# Deer Hunt Mt. Dutton, please help



## Larknite (Oct 19, 2015)

Long time lurker, first time poster...
Long story short... I have a deer tag for the Dutton area and the guys that I was supposed to hunt with and know the area are unavailable. I have been on a few hunts but have never taken anything myself. I would still like to get down there this week and see if I can find something. I am not picky on what I get because anything will be by biggest ever. I have searched the forum but can only find elk info for Dutton.

My questions are: 
Where do I start, I do not know the area(other than on the way to Lake Powell). Is there a network of roads and trails that I can hunt?
Do I need to bring the camper or can I Hotel it?
Do I need an ATV or UTV? I would prefer to just bring my truck and hike if that's an option.

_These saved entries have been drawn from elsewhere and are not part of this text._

PR #2090, opened 2026-07-15
SRCH-6631: Reconcile production CodeDeploy hooks with main + gate legacy Capistrano tiers

amian-gsa:
## Problem

`production`'s `appspec.yml`/`cicd-scripts/` never received the CodeDeploy deploy-hook rework from the Ubuntu 24.04 upgrade (PR #1990 and everything built on top of it since). This blocks landing the SRCH-6631 db:migrate fix in prod, and is a gap in the Ubuntu 24.04 upgrade itself.

Bringing those files over as-is would introduce a second problem: production's `app`/`cron` tiers (`terraform_module=app`/`cron`, no `Fleet` tag — not yet cut over to green) are still deployed today via Capistrano's `cap deploy` (a separate CodeBuild stage in the same pipeline). CodeDeploy's full hook lifecycle already runs against these hosts today, but only `fetch_env_vars.sh`/asset-copy currently do anything meaningful there. The newer hooks create releases, promote `current`, run `bundle install`, and conditionally run `db:migrate` — if that ran unconditionally on these hosts, it would race with Capistrano doing the same job independently on the same release state.

## Changes

1. **`3307b1e59`** — Brings `appspec.yml` and all `cicd-scripts/` files up to `main`'s current state (verified byte-identical to `staging` for these files).
2. **`b341df203`** — Adds `cicd-scripts/lib/tier_gate.sh`, a shared helper sourced by `after_install.sh`, `application_start.sh`, and `validate_service.sh`. Each script resolves `environment`/`terraform_module`/`Fleet` tags once and exits early (no-op) when `environment:terraform_module` is `production:app` or `production:cron` — mirroring the existing SRCH-6631 `db:migrate` gate's pattern rather than a blanket `Fleet=green` check (which would have incorrectly broken dev's untagged `app` tier, already correctly CodeDeploy-owned).

## Verified

- `bash -n` syntax check passed on all 4 changed/added files.
- Isolated functional test of `is_legacy_capistrano_tier()` across 7 tag combinations — `production:app`/`production:cron` skip; `dev:app`, `staging:app-green`, `production:crawler-green`/`app-green` all proceed unaffected.
- Live AWS check (`aws deploy get-deployment-instance`, `aws ec2 describe-instances`, `aws deploy get-deployment-group`) confirms `prod_searchgov_dg` tag-filters on `app`/`cron`/`crawler` together; on merge, the 6 running `app` + 1 `cron` instances will skip the new release/service logic and continue exactly as today under Capistrano. `crawler-green` (already gated-in) is unaffected. Legacy `crawler` instances are currently stopped.

## Net effect

Zero behavior change anywhere on merge. This lands the files safely now so the later `app`/`cron` green cutover doesn't require this file-sync step to be redone, and unblocks landing the SRCH-6631 migration-gating fix in production.

## Follow-up (not in this PR)

When production's `app`/`cron` tiers cut over to `app-green`/`cron-green`, the case statement in `is_legacy_capistrano_tier()` must be updated/retired — same class of follow-up already documented for the `db:migrate` gate in `app_fixes_tracking.md` section 10.

NOTES:

### Additional commits beyond the CodeDeploy hook reconciliation

Since the appspec.yml/cicd-scripts reconciliation was drafted, four more commits landed on this branch:

__`513faf2cc` — Remove Capistrano `resque_worker`/`resque_scheduler` wiring__ `DEPLOY_RESQUE_SERVER_ADDRESSES` (the SSM parameter behind these Capistrano roles) currently resolves to `["10.150.12.43","10.150.12.24"]` — the two legacy crawler instance IPs, stopped since crawler's cutover to the green fleet. Confirmed live on a prod `app` instance: no resque systemd units, no resque processes, no crontab — nothing resque-related runs on `app`/`cron` themselves. These roles never ran resque *on* app/cron; they pointed app/cron's own Capistrano deploy *at the crawler boxes*, to restart resque there as a side effect. Since crawler's SSM address was never updated post-cutover, every app/cron deploy has been silently trying to restart resque on dead instances. Removing this is a no-op for current behavior. Resque today is systemd-managed on `crawler`/`crawler-green` only, via `RESQUE_WORKER_SERVICE`/`RESQUE_SCHEDULER_SERVICE` in `application_start.sh`/`application_stop.sh`/`validate_service.sh`, gated by `tier_gate.sh`. `main`/`staging` still carry the old wiring — tracked separately via Jira for their own cleanup, since their situation differs (no tier there is still Capistrano-managed, so their removal is a bigger, different-shaped change).

__`b9d10f7fa` — Remove dead resque parameter-store entries and `cap resque:*` tasks from `buildspec_searchgov.yml`__ Follow-up to `513faf2cc`: this branch's `buildspec_searchgov.yml` still referenced the two retired SSM parameters via CodeBuild's `parameter-store` mapping, and called `cap $SEARCH_ENV resque:restart`/`resque:scheduler:restart` — which would fail outright once `capistrano-resque` was removed from `Capfile`. Left `cap $SEARCH_ENV deploy`/`puma:*` tasks intact.

__`a5e3ca7` (searchgov-tf) — Fix undeclared `aws_instance.spider_servers_green` reference__ Unrelated pre-existing bug found while validating the `searchgov-tf` side of the resque SSM parameter removal: `terraform/modules/spider/cloudwatch.tf` referenced a resource that was never declared, blocking `terraform validate`/`plan` across all three environments. Fixed in `searchgov-tf` PR #349, not this repo — noted here since it was found in the course of this work.

__`e3fffdff5` — Gate `upload_assets_to_s3.sh` behind `tier_gate.sh`__ Found via review: this hook wasn't gated like the other three, so it would've run unconditionally on prod's legacy Capistrano app tier for the first time (it didn't exist in prod's pre-reconciliation appspec.yml). Confirmed assets currently reach S3 via whichever CodeDeploy-hook-driven tier last deployed (crawler-green today), not via any Capistrano task. Gated identically to `after_install.sh`/`application_start.sh`/`validate_service.sh`.


luisgmetzger:
@amian-gsa - The CodeDeploy and appspec side looks solid. I diffed it and the appspec.yml plus cicd-scripts/ are byte identical to staging, so that whole chunk is basically already proven out. Tier gate does exactly what we want on prod app and cron too.

Got one question before you take it out of draft though. There's a third commit in here (513faf2cc) that rips out the Capistrano resque wiring, the capistrano-resque require, the resque_worker/resque_scheduler roles, :workers, all that. It's not called out in the PR description, and both main and staging still have that wiring, so this is actually pulling prod away from them instead of catching it up.

What's nagging me: prod app/cron are still deploying through Capistrano, and now that the CodeDeploy hooks are gated off on those boxes, I don't think anything would kick resque on deploy anymore, unless resque is already running as a systemd/Ansible service there. If capistrano-resque is still the thing restarting workers, they'd just keep chugging on old code after every deploy, which kind of bumps into the "zero behavior change" line.

So mostly just wondering, how's resque actually managed on prod app/cron these days?

If it's still Capistrano, I'd probably pull this commit out for now and do it after the systemd resque cutover.

If it's already on systemd/Ansible, could you toss a note in the description saying so, and maybe why main/staging are still holding onto the wiring? Honestly might be cleanest to do the removal on main first so prod isn't the weird one out.

None of this blocks the actual deploy hook reconciliation, that part's good to go. Just want to get the resque thing straight first. Thanks!

selfdanielj:
> So mostly just wondering, how's resque actually managed on prod app/cron these days?

Resque isn't running on prod/app cron right?  Its systemd processes on the green crawler that you setup and included in app_start right?

amian-gsa:
> @amian-gsa - The CodeDeploy and appspec side looks solid. I diffed it and the appspec.yml plus cicd-scripts/ are byte identical to staging, so that whole chunk is basically already proven out. Tier gate does exactly what we want on prod app and cron too.
> 
> Got one question before you take it out of draft though. There's a third commit in here ([513faf2](https://github.com/GSA/search-gov/commit/513faf2cca1da7d546572186a3d2909dfc6e756b)) that rips out the Capistrano resque wiring, the capistrano-resque require, the resque_worker/resque_scheduler roles, :workers, all that. It's not called out in the PR description, and both main and staging still have that wiring, so this is actually pulling prod away from them instead of catching it up.
> 
> What's nagging me: prod app/cron are still deploying through Capistrano, and now that the CodeDeploy hooks are gated off on those boxes, I don't think anything would kick resque on deploy anymore, unless resque is already running as a systemd/Ansible service there. If capistrano-resque is still the thing restarting workers, they'd just keep chugging on old code after every deploy, which kind of bumps into the "zero behavior change" line.
> 
> So mostly just wondering, how's resque actually managed on prod app/cron these days?
> 
> If it's still Capistrano, I'd probably pull this commit out for now and do it after the systemd resque cutover.
> 
> If it's already on systemd/Ansible, could you toss a note in the description saying so, and maybe why main/staging are still holding onto the wiring? Honestly might be cleanest to do the removal on main first so prod isn't the weird one out.
> 
> None of this blocks the actual deploy hook reconciliation, that part's good to go. Just want to get the resque thing straight first. Thanks!

- We have couple of JIRA stories to clean main and staging so the concern of drift from main and staging will be addressed through those stories.

- resque_worker/resque_scheduler in config/deploy.rb were never resque running on app/cron — they were roles pointing app/cron's own Capistrano deploy at the crawler boxes, to restart resque there as a side effect of an app/cron deploy. Since crawler cut over to green and its SSM address was never updated (we diverged to different path due to db migration issues and we're still on that path to get to resolve issues to get back to previous path of reconciliation), every app/cron deploy was silently trying to restart resque on stopped, dead instances. Removing this is a no-op for current behavior, not a behavior change — the wiring was already pointing at nothing live.

amian-gsa:
> > So mostly just wondering, how's resque actually managed on prod app/cron these days?
> 
> Resque isn't running on prod/app cron right? Its systemd processes on the green crawler that you setup and included in app_start right?

- resque-worker@.service / resque-worker.target / resque-scheduler.service are systemd-managed (enabled).
resque-worker.target: active, live worker processes confirmed running the searchgov queue set.
- resque-scheduler.service: inactive.
- This is exactly the systemd management built this session in application_start.sh/application_stop.sh/validate_service.sh (RESQUE_WORKER_SERVICE/RESQUE_SCHEDULER_SERVICE), gated to only fire on crawler/crawler-green via tier_gate.sh.

appspec.yml
```diff
@@ -1,20 +1,48 @@
...
   AfterInstall:
+    - location: cicd-scripts/after_install.sh
+      timeout: 1200
+      runas: search
+
     - location: cicd-scripts/copy_non_fingerprinted_assets.sh
       timeout: 300
       runas: search
 
+    - location: cicd-scripts/upload_assets_to_s3.sh
```
luisgmetzger, line 34: This one isn't tier gated the way after_install is, so it actually runs on the prod app boxes that are still on Capistrano. That means every prod app deploy newly kicks off an `aws s3 sync ... --delete` it doesn't do today, so it nudges past the zero behavior change line. Two things worth confirming: is uploading from the legacy app tier intended (how do prod app assets reach S3 today?), and is `--delete` safe with all 6 app instances running this at once against the same bucket? Probably fine since they build identical fingerprinted assets so there's nothing to delete, but worth a quick look before merge.

cicd-scripts/lib/tier_gate.sh
```diff
@@ -0,0 +1,125 @@
...
+    _tier_gate_warn "environment tag not found on this instance; defaulting to unknown"
+  fi
+
+  export TERRAFORM_MODULE FLEET ENVIRONMENT
+}
+
+# Returns success (0) if this instance is a legacy, Capistrano-managed tier
+# that the new release-management/service hooks must not act on.
+# Requires resolve_deployment_tags to have been called first.
+is_legacy_capistrano_tier() {
```
luisgmetzger, line 167: Heads up that this fails open on prod. If IMDS or ec2:DescribeTags hiccups, ENVIRONMENT comes back unknown, this returns false, and after_install/application_start/validate_service all run on a Capistrano box and race the real deploy (creating releases/, flipping current, bundle install). The db:migrate case is separately fail safe so migrations still skip, but the release and symlink logic isn't. Since none of these hooks exist on prod today, it's a brand new failure mode there. Fine if the app/cron instance role definitely has ec2:DescribeTags (looks like you verified live), just flagging the residual risk. If you wanted belt and suspenders you could fail closed on the unknown case, e.g. treat unresolved tags as legacy so the release logic skips rather than runs.

cicd-scripts/fetch_env_vars.sh
```diff
@@ -1,73 +1,180 @@
...
+    --region "$REGION" \
+    --query "Parameter.Value" \
+    --output text 2>/dev/null); then
+  log "Fetched SEARCH_AWS_BUCKET → AWS_BUCKET=${AWS_BUCKET_VALUE}"
+  # Remove any existing AWS_BUCKET line written by the loop, then append
+  sed -i '/^AWS_BUCKET=/d' .env
+  echo "AWS_BUCKET=${AWS_BUCKET_VALUE}" >> .env
+else
+  error "Could not fetch SEARCH_AWS_BUCKET from region $REGION — aborting deployment"
+  exit 1
```
luisgmetzger, line 139: This hook isn't gated either, so it runs on the prod app/cron Capistrano boxes, and this new `exit 1` is a hard abort the old script never had. Low risk since it's identical to staging and `aws ssm get-parameter` succeeds even when describe-parameters hides the key, just noting it's another spot where the legacy tier behavior genuinely changes. Nice side win in this rewrite though: dropping `set -x` and the old `cat .env` stops leaking decrypted secrets into the CodeDeploy logs.

luisgmetzger (commented):
Did a pass on this. Core reconciliation looks great: I diffed it and appspec.yml plus all of cicd-scripts/ are byte identical to main and staging, and tier_gate.sh matches what already merged in #2092/#2093, so that whole surface is well proven. Left a few inline notes. The two I actually care about: upload_assets_to_s3.sh runs ungated on the prod app tier, and the tier gate fails open on prod. Resque removal makes sense given your explanation (confirmed the systemd role lives under the crawler playbook in ansible, pointing at now stopped instances), just worth adding those two commits and the dead instances rationale to the description so the diff isn't a surprise. CI is green.

amian-gsa:
> Did a pass on this. Core reconciliation looks great: I diffed it and appspec.yml plus all of cicd-scripts/ are byte identical to main and staging, and tier_gate.sh matches what already merged in #2092/#2093, so that whole surface is well proven. Left a few inline notes. The two I actually care about: upload_assets_to_s3.sh runs ungated on the prod app tier, and the tier gate fails open on prod. Resque removal makes sense given your explanation (confirmed the systemd role lives under the crawler playbook in ansible, pointing at now stopped instances), just worth adding those two commits and the dead instances rationale to the description so the diff isn't a surprise. CI is green.

Updated PR description with additonal notes.

appspec.yml
amian-gsa: > This one isn't tier gated the way after_install is, so it actually runs on the prod app boxes that are still on Capistrano. That means every prod app deploy newly kicks off an `aws s3 sync ... --delete` it doesn't do today, so it nudges past the zero behavior change line. Two things worth confirming: is uploading from the legacy app tier intended (how do prod app assets reach S3 today?), and is `--delete` safe with all 6 app instances running this at once against the same bucket? Probably fine since they build identical fingerprinted assets so there's nothing to delete, but worth a quick look before merge.

Good catch!

- Confirmed this was a real gap, not just a hygiene nit. Traced how prod app assets currently reach S3: verified live S3 object timestamps in `dgsearch-images/assets/` line up with a `crawler-green` CodeDeploy deployment completion, not any Capistrano task — confirmed no S3 sync exists anywhere in `config/deploy.rb`/`Capfile`. So assets reach S3 today via whichever CodeDeploy-hook-driven tier last deployed, not via the legacy app tier at all. Running this hook ungated on all 6 legacy app instances would've added a new, redundant `--delete` sync per instance on every prod app deploy.

- Fixed in `e3fffdff5` — gated identically to the other three hooks. On the `--delete` safety question: agreed it's likely safe since app/crawler-green build from the same codebase/commit and produce identical fingerprinted output, but I haven't independently verified that with a live multi-instance test, so I'm not overstating confidence there — the gate makes it moot for the legacy tier regardless.

cicd-scripts/lib/tier_gate.sh
amian-gsa: > Heads up that this fails open on prod. If IMDS or ec2:DescribeTags hiccups, ENVIRONMENT comes back unknown, this returns false, and after_install/application_start/validate_service all run on a Capistrano box and race the real deploy (creating releases/, flipping current, bundle install). The db:migrate case is separately fail safe so migrations still skip, but the release and symlink logic isn't. Since none of these hooks exist on prod today, it's a brand new failure mode there. Fine if the app/cron instance role definitely has ec2:DescribeTags (looks like you verified live), just flagging the residual risk. If you wanted belt and suspenders you could fail closed on the unknown case, e.g. treat unresolved tags as legacy so the release logic skips rather than runs.

Another good catch. You're right, and on further discussion this direction is actually backwards — proceeding on an actual legacy host risks two release-management systems racing over the same `current` symlink/release state (real corruption), while skipping on a healthy host is a self-contained, visible failure that resolves on the next deploy. Changed in `f82c2525`: added retry/backoff to the tag lookup (3 attempts, 2s apart) to absorb genuine transient hiccups, then hard-`exit 1` if tags still can't be resolved — fails the deployment loudly on that instance rather than guessing either direction. Verified with 4 scenario tests. Also caught a real bug while writing those tests: the warning logger was writing to stdout, which corrupted the tag JSON on any retry via command substitution — fixed as part of the same commit.

cicd-scripts/fetch_env_vars.sh
amian-gsa: > This hook isn't gated either, so it runs on the prod app/cron Capistrano boxes, and this new `exit 1` is a hard abort the old script never had. Low risk since it's identical to staging and `aws ssm get-parameter` succeeds even when describe-parameters hides the key, just noting it's another spot where the legacy tier behavior genuinely changes. Nice side win in this rewrite though: dropping `set -x` and the old `cat .env` stops leaking decrypted secrets into the CodeDeploy logs.

Agreed this is a real, new behavior on the legacy tier — and worth calling it a deliberate improvement rather than just a low-risk side effect. Failing fast here (`BeforeInstall`, first hook, clear error message) is easier to diagnose than the old behavior of silently proceeding without a required value and having something fail more confusingly downstream. Same fail-loud principle we just applied to `tier_gate.sh` per your other comment. Appreciate the callout on the secrets-leak fix too — that one was a genuine unprompted improvement from the rewrite.

selfdanielj (approved):
🎉

PR #2093, opened 2026-07-15
SRCH-6631: Gate release/service hooks against legacy Capistrano tiers

amian-gsa:
## Problem

Companion PR to #2090 (production) and #2092 (main). Lands the same `tier_gate.sh` gate on `staging` so all three branches converge on identical hook logic.

Production's `app`/`cron` tiers (`terraform_module=app`/`cron`, no `Fleet` tag) are still deployed via Capistrano's `cap deploy`. The CodeDeploy release-management hooks (`after_install.sh`, `application_start.sh`, `validate_service.sh`) must not act on those hosts, since doing so unconditionally would race with Capistrano over release/current/migrate state.

## Changes

Cherry-picked from `b341df203` (search-gov `feature/SRCH-6631-db-migration-flag-azhar-prod`, already in PR #2090):

- Adds `cicd-scripts/lib/tier_gate.sh` — shared helper resolving `environment`/`terraform_module`/`Fleet` tags once and exposing `is_legacy_capistrano_tier()`.
- Wires the gate into `after_install.sh`, `application_start.sh`, `validate_service.sh` — each exits early (no-op) when `environment:terraform_module` is `production:app` or `production:cron`.

## Impact on staging

**None.** `is_legacy_capistrano_tier()` only matches `environment=production`; staging (`environment=staging`) never matches, so the gate is inert here — verified via the same isolated test cases used in #2090 (7 tag combinations, all pass, including `staging:app-green` proceeding unaffected). This PR exercises the sourcing/tag-resolution plumbing on staging's next deploy without ever hitting the skip branch.

## Verified

- `bash -n` syntax check passed on all 4 files.
- Clean cherry-pick onto `staging`, no conflicts.

## Related

- #2090 — same gate, targeting `production`.
- #2092 — same gate, targeting `main`.

### DIFF
--- a/cicd-scripts/after_install.sh
+++ b/cicd-scripts/after_install.sh
@@ -1,6 +1,10 @@
 #!/bin/bash
 set -euo pipefail
 
+SCRIPT_DIR="$(cd "$(dirname "${BASH_SOURCE[0]:-$0}")" && pwd)"
+# shellcheck source=lib/tier_gate.sh
+source "$SCRIPT_DIR/lib/tier_gate.sh"
+
 log() {
   echo "[CODEDEPLOY][AFTER_INSTALL] $*"
 }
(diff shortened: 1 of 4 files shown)


selfdanielj (approved):
looks like it will work... not able to test this locally of course

luisgmetzger (approved):

PR #2095, opened 2026-07-20
Fix upload_assets_to_s3.sh gating gap and tier_gate.sh fail-open risk

amian-gsa:
## Background

Two bug fixes originally found and fixed while reviewing PR #2090 (production's CodeDeploy hook reconciliation), cherry-picked here since both bugs exist identically on `main` — this repo's `cicd-scripts/lib/tier_gate.sh` and `cicd-scripts/upload_assets_to_s3.sh` are byte-identical to production's pre-fix versions.

### 1. Gate `upload_assets_to_s3.sh` behind `tier_gate.sh`

This hook was not sourcing `tier_gate.sh`, so it ran unconditionally on every instance — including any legacy Capistrano-managed tier that never had this hook before the Ubuntu 24.04 CodeDeploy migration. Confirmed live: prod app assets currently reach S3 via whichever CodeDeploy-hook-driven tier last deployed, not via any Capistrano task — no S3 sync exists anywhere in `config/deploy.rb`/`Capfile`. Running this hook ungated on a legacy tier would add a new, redundant `aws s3 sync --delete` per instance on every deploy that doesn't happen today.

Gated identically to `after_install.sh`/`application_start.sh`/`validate_service.sh`.

### 2. `tier_gate.sh`: fail closed with retry, instead of fail-open

The previous fail-safe — treating unresolved instance tags as "not a legacy tier" so hook logic proceeds — has an asymmetric risk: proceeding on an actual legacy Capistrano host risks two independent release-management systems racing over the same `releases/`/`current` state (real corruption, the exact scenario this gate exists to prevent). Skipping on a healthy host is a self-contained, visible failure that resolves cleanly on the next deploy attempt.

Changed to fail loudly instead of guessing either direction:
- `get_instance_tags()` now retries the IMDS/describe-tags lookup up to 3 times (2s apart) to absorb a genuinely transient hiccup.
- `resolve_deployment_tags()` now hard-exits (`exit 1`) if tags still can't be resolved after retries, rather than silently defaulting to "unknown" and letting callers proceed.

**Bug caught while writing tests for this change:** `_tier_gate_warn` was writing to stdout, and `get_instance_tags()` is always invoked via command substitution — so warning lines were being captured as part of the JSON return value on any retry, corrupting tag resolution on the very hiccup-recovery path this change was meant to harden. Fixed by moving `_tier_gate_warn` to stderr, matching `_tier_gate_error`. Verified via 4 scenario tests (immediate success x2, retry-then-succeed, persistent-failure → clean exit 1).

## Verification

- `bash -n` syntax check passes on both changed files.
- Verified live via SSM that `ec2:DescribeTags` succeeds on both a dev `app` instance and a staging `app-green` instance, confirming the new fail-closed retry logic has no permission-related risk on either environment.
- 4 scenario tests run locally against `tier_gate.sh`'s retry/fail-closed logic (immediate success, crawler-green not-legacy case, retry-then-succeed, persistent-failure exit code + clean stdout).

## Related

- `search-gov` PR #2090 (original findings, production-scoped fixes)

### DIFF
--- a/cicd-scripts/lib/tier_gate.sh
+++ b/cicd-scripts/lib/tier_gate.sh
@@ -25,11 +25,24 @@
 # use one consistent, explicit definition rather than relying on incidental
 # no-op behavior (e.g. unit-name mismatches) to stay safe on those hosts.
 #
-# Fail-safe: if instance tags cannot be resolved for any reason, this treats
-# the host as NOT a legacy tier (i.e. hook logic proceeds). Silently skipping
-# hook logic on a host we can't identify is a bigger risk than proceeding,
-# since dev/staging/other green hosts must not be accidentally skipped just
-# because of a transient IMDS/AWS CLI hiccup.
+# Fail-safe: if instance tags cannot be resolved after retries, this ABORTS
+# the deployment on that instance (hard exit 1) rather than guessing either
+# direction. An earlier version of this fail-safe treated unresolved tags as
+# "not a legacy tier" (i.e. let hook logic proceed), reasoning that silently
+# skipping on a healthy green host was the bigger risk. On reflection that
+# is backwards: proceeding on an actual legacy Capistrano host risks two
+# independent release-management systems racing over the same releases/
+# current state -- creating releases, flipping symlinks, restarting
+# services -- which is exactly the corruption scenario this gate exists to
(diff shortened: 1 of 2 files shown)


luisgmetzger (approved):

selfdanielj (approved):
👍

I also have 2 Antlerless Elk Control permits and cannot find any info regarding the dates that I can hunt, any advice on that would be appreciated, but the deer hunt ends this week so that's the priority.

Thanks, Nate


----------



## Mr.CheddarNut (Jan 16, 2013)

Dutton is an amazing mountain. There is basically one road that traverses the middle of it. It is a get out and walk unit. Beautiful, rugged country that you should have no trouble finding deer on. The Northern most boundary basically starts out of the town of Antimony. Just read the boundary info. You can stay in the town but I advise you stay on the mountain. I have seen all walks of deer from yearlings to monster bucks. Oh, filling an elk control tag should be no problem.

Cheddar


----------



## 3arabians (Dec 9, 2014)

The control tag is good for the same dates as your buck tag. After your deer hunt ends the control tag is no longer valid unless you have a bull elk tag remaining.


----------



## goofy elk (Dec 16, 2007)

OR,

You could hotel it at Bryce canyon,
Hunt the south end were's theres alot of roads. 
Good deer numbers but not many elk.


----------



## colorcountrygunner (Oct 6, 2009)

Will you be hunting by yourself? Packing an elk out by yourself could be a daunting task. Especially if you have never done it before.


----------



## Critter (Mar 20, 2010)

colorcountrygunner said:


> Will you be hunting by yourself? Packing an elk out by yourself could be a daunting task. Especially if you have never done it before.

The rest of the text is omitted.